/---

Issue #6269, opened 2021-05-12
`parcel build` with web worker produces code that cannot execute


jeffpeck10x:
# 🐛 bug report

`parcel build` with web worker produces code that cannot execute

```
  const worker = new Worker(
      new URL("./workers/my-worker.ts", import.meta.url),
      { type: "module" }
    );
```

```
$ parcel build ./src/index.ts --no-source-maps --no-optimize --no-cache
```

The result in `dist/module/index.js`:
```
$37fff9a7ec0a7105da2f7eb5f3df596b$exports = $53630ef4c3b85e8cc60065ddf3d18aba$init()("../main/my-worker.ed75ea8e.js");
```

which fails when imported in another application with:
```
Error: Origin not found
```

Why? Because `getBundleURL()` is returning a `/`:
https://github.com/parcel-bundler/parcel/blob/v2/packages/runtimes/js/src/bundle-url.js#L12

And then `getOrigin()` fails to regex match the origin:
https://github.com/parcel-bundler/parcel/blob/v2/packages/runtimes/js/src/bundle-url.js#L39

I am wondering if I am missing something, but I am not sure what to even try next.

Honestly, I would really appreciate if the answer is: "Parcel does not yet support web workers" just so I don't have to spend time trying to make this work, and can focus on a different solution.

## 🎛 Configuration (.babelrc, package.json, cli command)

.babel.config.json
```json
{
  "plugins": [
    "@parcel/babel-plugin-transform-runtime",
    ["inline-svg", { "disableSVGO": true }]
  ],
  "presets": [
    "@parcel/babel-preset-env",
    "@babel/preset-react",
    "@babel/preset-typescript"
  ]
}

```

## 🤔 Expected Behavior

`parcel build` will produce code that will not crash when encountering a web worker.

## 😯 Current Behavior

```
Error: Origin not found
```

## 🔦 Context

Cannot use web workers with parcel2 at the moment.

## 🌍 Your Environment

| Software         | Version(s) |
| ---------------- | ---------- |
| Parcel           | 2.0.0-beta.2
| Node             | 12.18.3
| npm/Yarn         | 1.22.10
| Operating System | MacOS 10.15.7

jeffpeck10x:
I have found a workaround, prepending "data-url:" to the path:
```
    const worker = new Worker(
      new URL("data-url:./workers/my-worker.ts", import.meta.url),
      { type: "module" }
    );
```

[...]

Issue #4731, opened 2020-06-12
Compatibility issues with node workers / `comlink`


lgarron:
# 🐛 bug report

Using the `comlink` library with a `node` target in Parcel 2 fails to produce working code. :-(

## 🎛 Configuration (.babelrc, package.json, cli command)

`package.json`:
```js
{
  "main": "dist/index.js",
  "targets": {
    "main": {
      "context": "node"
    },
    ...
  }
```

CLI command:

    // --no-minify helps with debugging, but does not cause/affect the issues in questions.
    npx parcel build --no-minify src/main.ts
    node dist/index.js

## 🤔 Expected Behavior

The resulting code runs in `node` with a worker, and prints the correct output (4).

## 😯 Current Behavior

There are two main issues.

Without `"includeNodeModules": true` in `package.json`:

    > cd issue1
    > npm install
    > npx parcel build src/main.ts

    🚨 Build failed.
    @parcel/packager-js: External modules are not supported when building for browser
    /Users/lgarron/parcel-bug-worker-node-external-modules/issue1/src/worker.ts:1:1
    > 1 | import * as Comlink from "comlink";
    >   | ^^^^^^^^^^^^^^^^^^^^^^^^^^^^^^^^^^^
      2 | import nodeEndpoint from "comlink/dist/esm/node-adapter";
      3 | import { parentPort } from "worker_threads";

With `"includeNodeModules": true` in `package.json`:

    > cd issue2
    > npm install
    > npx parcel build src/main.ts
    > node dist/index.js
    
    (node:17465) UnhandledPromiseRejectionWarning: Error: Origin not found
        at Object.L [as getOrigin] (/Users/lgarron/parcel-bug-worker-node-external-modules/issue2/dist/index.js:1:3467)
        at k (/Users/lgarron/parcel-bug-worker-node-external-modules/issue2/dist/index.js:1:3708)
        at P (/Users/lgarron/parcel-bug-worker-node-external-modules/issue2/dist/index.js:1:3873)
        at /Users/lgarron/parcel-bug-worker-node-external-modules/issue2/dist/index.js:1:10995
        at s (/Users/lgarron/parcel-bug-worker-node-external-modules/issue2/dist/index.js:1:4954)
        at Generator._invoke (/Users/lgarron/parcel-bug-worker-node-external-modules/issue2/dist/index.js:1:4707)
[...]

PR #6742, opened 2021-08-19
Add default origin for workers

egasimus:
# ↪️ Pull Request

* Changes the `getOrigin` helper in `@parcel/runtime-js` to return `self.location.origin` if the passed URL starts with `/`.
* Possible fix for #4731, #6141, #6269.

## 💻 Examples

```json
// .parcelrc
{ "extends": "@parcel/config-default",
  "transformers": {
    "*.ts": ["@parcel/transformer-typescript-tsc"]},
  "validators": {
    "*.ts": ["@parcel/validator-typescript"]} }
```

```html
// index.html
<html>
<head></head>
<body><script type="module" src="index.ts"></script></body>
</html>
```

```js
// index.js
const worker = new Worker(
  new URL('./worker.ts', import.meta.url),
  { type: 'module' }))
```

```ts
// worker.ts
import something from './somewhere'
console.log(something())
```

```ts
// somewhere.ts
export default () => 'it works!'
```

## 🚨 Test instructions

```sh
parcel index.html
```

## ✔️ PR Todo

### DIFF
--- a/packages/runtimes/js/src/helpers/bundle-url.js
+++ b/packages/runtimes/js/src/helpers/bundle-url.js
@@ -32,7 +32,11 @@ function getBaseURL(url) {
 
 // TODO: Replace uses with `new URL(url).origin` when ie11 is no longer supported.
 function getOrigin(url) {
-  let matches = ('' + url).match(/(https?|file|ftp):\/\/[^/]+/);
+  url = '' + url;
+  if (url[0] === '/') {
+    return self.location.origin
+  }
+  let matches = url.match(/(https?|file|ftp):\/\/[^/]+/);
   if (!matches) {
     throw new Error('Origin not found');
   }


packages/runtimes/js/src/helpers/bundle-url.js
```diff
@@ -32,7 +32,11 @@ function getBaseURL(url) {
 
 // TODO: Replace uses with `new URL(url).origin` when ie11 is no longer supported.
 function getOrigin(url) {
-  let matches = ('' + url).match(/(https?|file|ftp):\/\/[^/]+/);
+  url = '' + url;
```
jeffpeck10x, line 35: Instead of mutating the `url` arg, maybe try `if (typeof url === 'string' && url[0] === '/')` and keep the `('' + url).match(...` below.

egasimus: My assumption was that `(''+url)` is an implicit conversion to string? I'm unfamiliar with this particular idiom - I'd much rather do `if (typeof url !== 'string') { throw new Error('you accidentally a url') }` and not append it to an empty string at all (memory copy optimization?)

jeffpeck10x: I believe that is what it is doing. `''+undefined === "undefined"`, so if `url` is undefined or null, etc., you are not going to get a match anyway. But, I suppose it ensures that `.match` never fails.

\---

> [About this task] Repeat the listing in full, keeping every line exactly as it is.

> [Answer to the exercise]
Issue #6269, opened 2021-05-12
`parcel build` with web worker produces code that cannot execute


jeffpeck10x:
# 🐛 bug report

`parcel build` with web worker produces code that cannot execute

```
  const worker = new Worker(
      new URL("./workers/my-worker.ts", import.meta.url),
      { type: "module" }
    );
```

```
$ parcel build ./src/index.ts --no-source-maps --no-optimize --no-cache
```

The result in `dist/module/index.js`:
```
$37fff9a7ec0a7105da2f7eb5f3df596b$exports = $53630ef4c3b85e8cc60065ddf3d18aba$init()("../main/my-worker.ed75ea8e.js");
```

which fails when imported in another application with:
```
Error: Origin not found
```

Why? Because `getBundleURL()` is returning a `/`:
https://github.com/parcel-bundler/parcel/blob/v2/packages/runtimes/js/src/bundle-url.js#L12

And then `getOrigin()` fails to regex match the origin:
https://github.com/parcel-bundler/parcel/blob/v2/packages/runtimes/js/src/bundle-url.js#L39

I am wondering if I am missing something, but I am not sure what to even try next.

Honestly, I would really appreciate if the answer is: "Parcel does not yet support web workers" just so I don't have to spend time trying to make this work, and can focus on a different solution.

## 🎛 Configuration (.babelrc, package.json, cli command)

.babel.config.json
```json
{
  "plugins": [
    "@parcel/babel-plugin-transform-runtime",
    ["inline-svg", { "disableSVGO": true }]
  ],
  "presets": [
    "@parcel/babel-preset-env",
    "@babel/preset-react",
    "@babel/preset-typescript"
  ]
}

```

## 🤔 Expected Behavior

`parcel build` will produce code that will not crash when encountering a web worker.

## 😯 Current Behavior

```
Error: Origin not found
```

## 🔦 Context

Cannot use web workers with parcel2 at the moment.

## 🌍 Your Environment

| Software         | Version(s) |
| ---------------- | ---------- |
| Parcel           | 2.0.0-beta.2
| Node             | 12.18.3
| npm/Yarn         | 1.22.10
| Operating System | MacOS 10.15.7

jeffpeck10x:
I have found a workaround, prepending "data-url:" to the path:
```
    const worker = new Worker(
      new URL("data-url:./workers/my-worker.ts", import.meta.url),
      { type: "module" }
    );
```

[...]

Issue #4731, opened 2020-06-12
Compatibility issues with node workers / `comlink`


lgarron:
# 🐛 bug report

Using the `comlink` library with a `node` target in Parcel 2 fails to produce working code. :-(

## 🎛 Configuration (.babelrc, package.json, cli command)

`package.json`:
```js
{
  "main": "dist/index.js",
  "targets": {
    "main": {
      "context": "node"
    },
    ...
  }
```

CLI command:

    // --no-minify helps with debugging, but does not cause/affect the issues in questions.
    npx parcel build --no-minify src/main.ts
    node dist/index.js

## 🤔 Expected Behavior

The resulting code runs in `node` with a worker, and prints the correct output (4).

## 😯 Current Behavior

There are two main issues.

Without `"includeNodeModules": true` in `package.json`:

    > cd issue1
    > npm install
    > npx parcel build src/main.ts

    🚨 Build failed.
    @parcel/packager-js: External modules are not supported when building for browser
    /Users/lgarron/parcel-bug-worker-node-external-modules/issue1/src/worker.ts:1:1
    > 1 | import * as Comlink from "comlink";
    >   | ^^^^^^^^^^^^^^^^^^^^^^^^^^^^^^^^^^^
      2 | import nodeEndpoint from "comlink/dist/esm/node-adapter";
      3 | import { parentPort } from "worker_threads";

With `"includeNodeModules": true` in `package.json`:

    > cd issue2
    > npm install
    > npx parcel build src/main.ts
    > node dist/index.js
    
    (node:17465) UnhandledPromiseRejectionWarning: Error: Origin not found
        at Object.L [as getOrigin] (/Users/lgarron/parcel-bug-worker-node-external-modules/issue2/dist/index.js:1:3467)
        at k (/Users/lgarron/parcel-bug-worker-node-external-modules/issue2/dist/index.js:1:3708)
        at P (/Users/lgarron/parcel-bug-worker-node-external-modules/issue2/dist/index.js:1:3873)
        at /Users/lgarron/parcel-bug-worker-node-external-modules/issue2/dist/index.js:1:10995
        at s (/Users/lgarron/parcel-bug-worker-node-external-modules/issue2/dist/index.js:1:4954)
        at Generator._invoke (/Users/lgarron/parcel-bug-worker-node-external-modules/issue2/dist/index.js:1:4707)
[...]

PR #6742, opened 2021-08-19
Add default origin for workers

egasimus:
# ↪️ Pull Request

* Changes the `getOrigin` helper in `@parcel/runtime-js` to return `self.location.origin` if the passed URL starts with `/`.
* Possible fix for #4731, #6141, #6269.

## 💻 Examples

```json
// .parcelrc
{ "extends": "@parcel/config-default",
  "transformers": {
    "*.ts": ["@parcel/transformer-typescript-tsc"]},
  "validators": {
    "*.ts": ["@parcel/validator-typescript"]} }
```

```html
// index.html
<html>
<head></head>
<body><script type="module" src="index.ts"></script></body>
</html>
```

```js
// index.js
const worker = new Worker(
  new URL('./worker.ts', import.meta.url),
  { type: 'module' }))
```

```ts
// worker.ts
import something from './somewhere'
console.log(something())
```

```ts
// somewhere.ts
export default () => 'it works!'
```

## 🚨 Test instructions

```sh
parcel index.html
```

## ✔️ PR Todo

### DIFF
--- a/packages/runtimes/js/src/helpers/bundle-url.js
+++ b/packages/runtimes/js/src/helpers/bundle-url.js
@@ -32,7 +32,11 @@ function getBaseURL(url) {
 
 // TODO: Replace uses with `new URL(url).origin` when ie11 is no longer supported.
 function getOrigin(url) {
-  let matches = ('' + url).match(/(https?|file|ftp):\/\/[^/]+/);
+  url = '' + url;
+  if (url[0] === '/') {
+    return self.location.origin
+  }
+  let matches = url.match(/(https?|file|ftp):\/\/[^/]+/);
   if (!matches) {
     throw new Error('Origin not found');
   }


packages/runtimes/js/src/helpers/bundle-url.js
```diff
@@ -32,7 +32,11 @@ function getBaseURL(url) {
 
 // TODO: Replace uses with `new URL(url).origin` when ie11 is no longer supported.
 function getOrigin(url) {
-  let matches = ('' + url).match(/(https?|file|ftp):\/\/[^/]+/);
+  url = '' + url;
```
jeffpeck10x, line 35: Instead of mutating the `url` arg, maybe try `if (typeof url === 'string' && url[0] === '/')` and keep the `('' + url).match(...` below.

egasimus: My assumption was that `(''+url)` is an implicit conversion to string? I'm unfamiliar with this particular idiom - I'd much rather do `if (typeof url !== 'string') { throw new Error('you accidentally a url') }` and not append it to an empty string at all (memory copy optimization?)

jeffpeck10x: I believe that is what it is doing. `''+undefined === "undefined"`, so if `url` is undefined or null, etc., you are not going to get a match anyway. But, I suppose it ensures that `.match` never fails.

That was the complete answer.